PROBLEM:
Compute how many lines in the entries below contain "doing", and output nothing but the number.

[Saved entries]

※

Issue #272, opened 2019-03-04
SDK should be able to correct for clock skew


jasdel:
The SDK should be able to correct for clock skew between client's time and server.

V1 Issue: aws/aws-sdk-go#2012

PR #487, opened 2020-02-06
Refactor SDK's request retry, and error handling behavior

jasdel:
This update refactors the SDK's request retry behavior by updating the SDK's implementation to a model that will be the standard across the SDKs. This model simplifies retry behavior, and will retry all connection errors. Not just write connection reset errors.

This update also refactors the SDK's error wrapping and handling. The SDK's error types such as awserr.Error implement the Unwrap method allowing the nested errors to be more easily extracted using the Go 1.13 errors.As, Is, and Unwrap functions.

This update also provides more information about why a request failed, and was retried, but exhausted attempts. The aws.MaxAttemptsError will wrap the connection or service API error.

TODO:
* [x] Update SDK's retry and error tests
* [x] Add changelog
* [x] Add missing/commented out tests to retry package

### DIFF
--- a/aws/request.go
+++ b/aws/request.go
@@ -516,10 +516,10 @@ func (r *Request) Send() error {
 		return err
 	}
 
-	// TODO (jasdel) Refactoring request error handling needs to consider the
-	// difference between API, connection, and SDK behavior errors. This
-	// consideration must include wrapping of underlying error when any SDK
-	// error occurs.
+	// TODO (jasdel), Issue #74 - Refactoring request error handling needs to
+	// consider the difference between API, connection, and SDK behavior
+	// errors. This consideration must include wrapping of underlying error
+	// when any SDK error occurs.
 
 	relRetryToken := r.Retryer.GetInitialToken()
 	for {


jasdel:
Two commints, first includes the hand written code changes, second commit is all code generation.

jasdel:
Expect Go 1.11 and Go 1.12 builds to fail due to `errors.As` and other functions added in Go 1.13

aws/defaults/handlers.go
```diff
@@ -182,6 +183,35 @@ var ValidateResponseHandler = aws.NamedHandler{
 		}
 	}}
 
+// RequestInvocationIDHeaderHandler sets the invocation id header for request
+// tracking across attempts.
+var RequestInvocationIDHeaderHandler = aws.NamedHandler{
+	Name: "core.RequestInvocationIDHeaderHandler",
+	Fn: func(r *aws.Request) {
+		const invocationIDHeader = "amz-sdk-invocation-id"
+		r.HTTPRequest.Header.Set(invocationIDHeader, r.InvocationID)
```
skotambkar: scope of `const invocationIDHeader` will be limited to the named Handler func; Is that intended/needed?

jasdel: Yeah, the value didn't really need to be a constant, and could of been in-lined. Didn't want it to be exported.

aws/defaults/handlers.go
```diff
@@ -182,6 +183,35 @@ var ValidateResponseHandler = aws.NamedHandler{
 		}
 	}}
 
+// RequestInvocationIDHeaderHandler sets the invocation id header for request
+// tracking across attempts.
+var RequestInvocationIDHeaderHandler = aws.NamedHandler{
+	Name: "core.RequestInvocationIDHeaderHandler",
```
skotambkar: Should `Name` for a NamedHandler be an exported constant? In this case, should the `core.RequestInvocationIDHeaderHandler` be exported constant of defaults package?

This would help swap the handlers in case we need to.

aws/defaults/handlers.go
```diff
@@ -182,6 +183,35 @@ var ValidateResponseHandler = aws.NamedHandler{
...
+	Fn: func(r *aws.Request) {
+		const invocationIDHeader = "amz-sdk-invocation-id"
+		r.HTTPRequest.Header.Set(invocationIDHeader, r.InvocationID)
+	}}
+
+// RetryMetricHeaderHandler sets an additional header to the API request that
+// includes retry details for the service to consider.
+var RetryMetricHeaderHandler = aws.NamedHandler{
+	Name: "core.RetryMetricHeaderHandler",
```
skotambkar: Should `Name be exported constant`?

aws/defaults/handlers.go
jasdel: Since the variable is already exported the general practice has been doing `RequestInvocationIDHeaderHandler.Name` to get the named handler. Having a separate constant duplicates this, and doesn't add a lot of value.

aws/defaults/handlers.go
```diff
@@ -161,55 +162,84 @@ func handleSendError(r *aws.Request, err error) {
...
-				return
-			}
+		parts = append(parts, fmt.Sprintf("attempt=%d", r.AttemptNum))
+		if max := r.Retryer.MaxAttempts(); max != 0 {
+			parts = append(parts, fmt.Sprintf("max=%d", max))
+		}
+		// TODO "ttl=YYYYmmddTHHMMSSZ"
+		//    ttl = current_time + socket_read_timeout + estimated_skew
+		// SDK doesn't implement clock skew yet and not obvious how to obtain
+		// read deadlines.
```
skmcgrail: https://github.com/aws/aws-sdk-go-v2/issues/272 is the relevent issue to track this work, in case you want to throw that issue number in the PR

aws/ec2metadata/token_provider.go
```diff
@@ -48,19 +49,23 @@ func (t *tokenProvider) fetchTokenHandler(r *aws.Request) {
...
 			// Check if request timed out while waiting for response
-			if e, ok := requestFailureError.OrigErr().(awserr.Error); ok {
-				if e.Code() == "RequestError" {
-					atomic.StoreUint32(&t.disabled, 1)
-				}
+			var re *aws.RequestSendError
+			var ce *aws.RequestCanceledError
+			if errors.As(rf, &re) || errors.As(rf, &ce) {
+				atomic.StoreUint32(&t.disabled, 1)
 			}
```
skmcgrail: Just from a styling perspective, whats your thoughts on using As vs. Is in this case? Seems As is more for if you need to assign the error to that type and use it, versus Is being more of a check.

aws/ratelimit/token_bucket.go
```diff
@@ -0,0 +1,53 @@
...
+// specified.
+func NewTokenBucket(i uint) *TokenBucket {
+	return &TokenBucket{
+		capacity:    i,
+		maxCapacity: i,
+	}
+}
+
+// Retrieve attempts to reduce the available tokens by the amount requested. If
+// available tokens are already negative, or the retrieve would make available
```
skmcgrail: np: Wording that available tokens are already negative, technically they can't be negative since the type is uint.

aws/ratelimit/token_rate_limit.go
```diff
@@ -0,0 +1,67 @@
...
+}
+
+func isTimeoutError(error) bool {
+	return false
+}
+
+// GetToken may cause a available pool of retry quota to be
+// decremented. Will return an error if the decremented value can not be
+// reduced from the retry quota.
+func (l *TokenRateLimit) GetToken(ctx context.Context, cost uint) (func() error, error) {
```
skmcgrail: Should we check context here to make sure its not canaceled?

aws/ec2metadata/token_provider.go
jasdel: `Is` works great for equality check, but they must be exactly equal. Where as `As` works good for an error that is like, or of type of.  `Is` is more helpful for error value comparisons, not so much for type/interfaces.

aws/retry/retry.go
```diff
@@ -0,0 +1,99 @@
...
+	// request. Will return error if the if the delay could not be determined.
+	RetryDelay(attempt int, opErr error) (time.Duration, error)
+
+	// GetRetryToken attempts to deduct the retry cost from the retry token pool.
+	// Returning the token release function, or error.
+	GetRetryToken(ctx context.Context, opErr error) (releaseToken func(error) error, err error)
+
+	// GetInitalToken returns the initial request token that can increment the
+	// retry token pool if the request is successful.
+	GetInitialToken() func(error) error
```
skmcgrail: Might be useful to also name the return paramaters here for documentation similar to GetRetryToken

aws/retry/retryable_error.go
```diff
@@ -0,0 +1,168 @@
...
+
+// IsErrorRetryable returns if the error is retryable if it satisfies the
+// Retryable interface, and returns if the attempt should be retried.
+func (RetryableOperationError) IsErrorRetryable(err error) aws.Ternary {
+	var v interface{ RetryableError() bool }
+
+	if !errors.As(err, &v) {
+		return aws.UnknownTernary
+	}
+
```
skmcgrail: As versus Is?

aws/retry/retryable_error.go
```diff
@@ -0,0 +1,168 @@
...
+	case errors.As(err, &tempErr):
+		// url.Error and net.OpError implement Temporary but have different
+		// expectations for when an error is or is not temporary.
+		conErrVal = tempErr.Temporary()
+
+	default:
+		if strings.Contains(err.Error(), "connection reset") {
+			return aws.TrueTernary
+		}
+		return aws.UnknownTernary
```
skmcgrail: Is there cases where this happens and it is not a net.OpErrror?

aws/retry/retryable_error_test.go
```diff
@@ -0,0 +1,337 @@
...
+}
+
+func TestRetryHTTPStatusCodes(t *testing.T) {
+}
+
+//func TestIsSerializationErrorRetryable(t *testing.T) {
+//	testCases := []struct {
+//		err      error
+//		expected bool
+//	}{
```
skmcgrail: Did you mean to remove these commented test cases, or were you going to follow-up with additional ones?

jasdel: these are cases copied from the old retry behavior. Commented our at while i port them over to this new logic.

aws/retry/standard.go
```diff
@@ -0,0 +1,210 @@
...
+	return releaseToken(s.incrementTokens).release
+}
+
+func (s *Standard) incrementTokens() error {
+	return s.options.RateLimiter.AddTokens(s.options.NoRetryIncrement)
+}
+
+// GetRetryToken attempts to deduct the retry cost from the retry token pool.
+// Returning the token release function, or error.
+func (s *Standard) GetRetryToken(ctx context.Context, err error) (func(error) error, error) {
```
skmcgrail: Should context be checked here?

aws/retry/retryable_error.go
jasdel: yeah this is more to cover the bases, where anything that contains connection reset is considered a connection error. This is what the old logic did, but sprinkled in a few places through the checks. With this update the logic is centralized here. I have a few updates to this RetryConnectionError that I'll publish shortly.

aws/signer/v4/functional_test.go
```diff
@@ -12,7 +12,7 @@ import (
 
 	"github.com/aws/aws-sdk-go-v2/aws"
 	"github.com/aws/aws-sdk-go-v2/aws/endpoints"
-	"github.com/aws/aws-sdk-go-v2/aws/signer/v4"
+	v4 "github.com/aws/aws-sdk-go-v2/aws/signer/v4"
```
skmcgrail: I've noticed this happening recently, is this a Go formater change? Is it noticing that we have a package that is called v4, but also might confusingly match import path versioning?

jasdel: :( `goimports` is doing this. I'm not positive why, but this is an artifact of that utility.

jasdel: I can revert this file though since there are no other changes here.

aws/retry/standard.go
jasdel: yeah, will add that check.

aws/ratelimit/token_rate_limit.go
jasdel: Added context check to the TokenRateLimit the Standard GetToken call will defer to this check.

aws/ratelimit/token_rate_limit_test.go
```diff
@@ -0,0 +1,89 @@
...
+
+func TestTokenRateLimit(t *testing.T) {
+	type usage struct {
+		Cost      uint
+		Release   bool
+		Err       string
+		AddTokens uint
+	}
+
+	cases := map[string]struct {
```
skmcgrail: Might be good to add a test case here around checking if the context was canceled, just so it does not get removed in the future

aws/request.go
```diff
@@ -445,29 +516,57 @@ func (r *Request) Send() error {
 		return err
 	}
 
+	// TODO (jasdel) Refactoring request error handling needs to consider the
+	// difference between API, connection, and SDK behavior errors. This
+	// consideration must include wrapping of underlying error when any SDK
+	// error occurs.
+
```
skmcgrail: Consider making a Github issue to track this, and put the issue in the comment

jasdel: Thanks I can actually remove this comment. since the Unwrap makes the embedded errors available.

jasdel: Though #74 does cover refactoring the errors. Will update the GitHub issue to ensure the redesign includes that expectation.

※

WRITTEN RESPONSE:
2